* _Activity_:
Among the entries below, please show each line that carries the word "they".

▬▬▬▬▬▬▬▬▬▬

PR #1116, opened 2021-09-04
Add overload to handle unknown returned by TS-4.4 for errors be default

### LINKED ISSUE #1115: TypeScript 4.4 breaks logging exceptions from catch
https://github.com/Microsoft/TypeScript-wiki/blob/main/Breaking-Changes.md#using-unknown-in-catch-variables

> Users running with the --strict flag may see new errors around catch variables being unknown due to the new --useUnknownForCatchVariables flag, especially if the existing code assumes only Error values have been caught.

This causes issues with the typing in `pino.error(exception)` for example.

```plain
TS2769: No overload matches this call.
Overload 1 of 2, '(obj: object, msg?: string | undefined, ...args: any[]): void', gave the following error.
Argument of type 'unknown' is not assignable to parameter of type 'object'.
Overload 2 of 2, '(msg: string, ...args: any[]): void', gave the following error.<br/>Argument of type 'unknown' is not assignable to parameter of type 'string'.
```

Of course it works, because in this particular scenario the `error` is an actual thrown `Error`. But this change from TypeScript is because you can in theory throw anything. :shrug:

kibertoad:
fixes #1115

### DIFF
--- a/package.json
+++ b/package.json
@@ -94,7 +94,7 @@
     "through2": "^4.0.0",
     "ts-node": "^10.2.1",
     "tsd": "^0.17.0",
-    "typescript": "4.4.2",
+    "typescript": "^4.4.2",
     "winston": "^3.3.3"
   },
   "dependencies": {
--- a/package.json
+++ b/package.json
@@ -64,7 +64,7 @@
   },
   "homepage": "http://getpino.io",
   "devDependencies": {
-    "@types/node": "^16.7.2",
+    "@types/node": "^16.7.10",
     "airtap": "4.0.3",
     "benchmark": "^2.1.4",
     "bole": "^4.0.0",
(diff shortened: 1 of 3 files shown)


kibertoad:
@climba03003 Could you please take a look?

mcollina (approved):
lgtm

package.json
```diff
@@ -94,7 +94,7 @@
     "through2": "^4.0.0",
     "ts-node": "^10.2.1",
     "tsd": "^0.17.0",
-    "typescript": "^4.4.2",
+    "typescript": "4.4.2",
```
mcollina, line 97: Can you please restore the caret here?

mcollina (changes requested):

package.json
kibertoad: Done. You prefer random early failures when TS updates to explicit updates? There are benefits to both approaches, I still don't know which one makes more sense to me personally.

mcollina: I just think TS is too much maintenance on dependabot/PRs to manage in that way. If our types start breaking suddenly we'll address it, however that has not been a problem in Fastify so the approach seem to work ok.

mcollina (approved):
lgtm

PR #1120, opened 2021-09-08
[v6.x] set max depth and edge limit

### LINKED ISSUE #990: CPU Hang with infinite decirc
Hello,

I experienced downtime from pino logger.
A developer accidentally logged an express `req` in pino, and on catch It made our api hang with full CPU.

Here a small exemple of the expressjs middleware used : 
```js
import { NextFunction, Request, Response } from 'express'
import pino from 'pino'

export const webhook = (
  req: Request,
  res: Response,
  next: NextFunction,
) => {
  const logger = pino({
    name: 'test',
    prettyPrint: {
      colorize: true,
      translateTime: true,
      messageFormat: '{hostname} - {pid} - {msg}',
      ignore: 'hostname,pid',
    },
  })

  logger.error({ req })
}
```

**Node** version : 12.9.0
**Typescript** : 4.1.3
**Pino** : 6.11.2
**Pino-pretty** : 4.7.1
**Express** : 4.17.1

Here is a profiler trace
Capture d’écran 2021-03-24 à 13 51 32

mcollina:
Fixes #990

We might want to expose this as config values.

(Note that we cannot forward-port this change to v7.x, as we switched the serialization engine)

### DIFF
--- a/lib/tools.js
+++ b/lib/tools.js
@@ -25,6 +25,11 @@ const {
   messageKeySym
 } = require('./symbols')
 
+const defaultStringifyOptions = {
+  depthLimit: 100,
+  edgelimit: 200
+}
+
 function noop () {}
 
 function genLog (level, hook) {
@@ -401,7 +406,7 @@ function stringify (obj) {
   try {
     return JSON.stringify(obj)
   } catch (_) {
-    return stringifySafe(obj)
+    return stringifySafe(obj, undefined, undefined, defaultStringifyOptions)
   }
 }
 


kibertoad (approved):

jsumners (approved):

simoneb (approved):

simoneb:
@marcbachmann I think they can be considered independent. The only thing we should try to get some consistency on is the default limits, which are different between the 2 PRs. In #1169 we set [these](https://github.com/pinojs/pino/pull/1169/files#diff-e6c216f4530aee9459ebefff9e14eabea747ef62bedcfc4fcf8803b8c007dcf3R73-R74) because they are fixing the original issue #990 but I'm not 100% sure they are sensible defaults.

PR #1124, opened 2021-09-09
Removed deprecated options in pino.child()

mcollina:


jsumners (approved):
We must make sure to highlight this in the release notes.

kibertoad:
@mcollina Should bindings be completely dropped from typings, or there are still cases when they are used?

mcollina:
I think the typings are already correct.

PR #1127, opened 2021-09-12
fix: make pino.final sync flushes when no handler provided (#1126)

### LINKED ISSUE #1126: `pino.final` without a handler and `stream.flushSync()`
I discovered that pino.final can be used without a handler, which I find very handy. Example:

```js
const handler = (err) => {
  const finalLogger = pino.final(logger);
  
  if (err) finalLogger(err);
  process.exit(err ? 1 : 0);
};
```

But reading the code I found something that might be a bug and perhaps someone here can confirm it.

https://github.com/pinojs/pino/blob/c57c25855d89a2c481914672bbdeebe7ec3087c7/lib/tools.js#L463-L478

`stream.flushSync()` is only called before the handler is executed or after `finalLogger` is used. In the example above there is no handler and `finalLogger` is only called if there is an error, so when the process exits normally there is no call to `stream.flushSync()`.

Perhaps the implemention when there is no handler should be this

```js
  if (!hasHandler) {
    try {
      stream.flushSync()
    } catch (e) {
      // it's too late to wait for the stream to be ready
      // because this is a final tick scenario.
      // in practice there shouldn't be a situation where it isn't
      // however, swallow the error just in case (and for easier testing)
    }
    return finalLogger
  }
```

javiertury:
Fixes #1126

### DIFF
--- a/lib/tools.js
+++ b/lib/tools.js
@@ -461,6 +461,14 @@ function final (logger, handler) {
   })
 
   if (!hasHandler) {
+    try {
+      stream.flushSync()
+    } catch (e) {
+      // it's too late to wait for the stream to be ready
+      // because this is a final tick scenario.
+      // in practice there shouldn't be a situation where it isn't
+      // however, swallow the error just in case (and for easier testing)
+    }
     return finalLogger
   }
 
--- a/lib/tools.js
+++ b/lib/tools.js
@@ -463,7 +463,7 @@ function final (logger, handler) {
   if (!hasHandler) {
     try {
       stream.flushSync()
-    } catch (e) {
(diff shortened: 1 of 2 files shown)


lib/tools.js
```diff
@@ -461,6 +461,14 @@ function final (logger, handler) {
   })
 
   if (!hasHandler) {
+    try {
+      stream.flushSync()
+    } catch (e) {
```
jsumners, line 466:
```suggestion
    } catch {
```

mcollina (approved):
lgtm

jsumners (approved):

▬▬▬▬▬▬▬▬▬▬

* _Task solution_:
@marcbachmann I think they can be considered independent. The only thing we should try to get some consistency on is the default limits, which are different between the 2 PRs. In #1169 we set [these](https://github.com/pinojs/pino/pull/1169/files#diff-e6c216f4530aee9459ebefff9e14eabea747ef62bedcfc4fcf8803b8c007dcf3R73-R74) because they are fixing the original issue #990 but I'm not 100% sure they are sensible defaults.
@mcollina Should bindings be completely dropped from typings, or there are still cases when they are used?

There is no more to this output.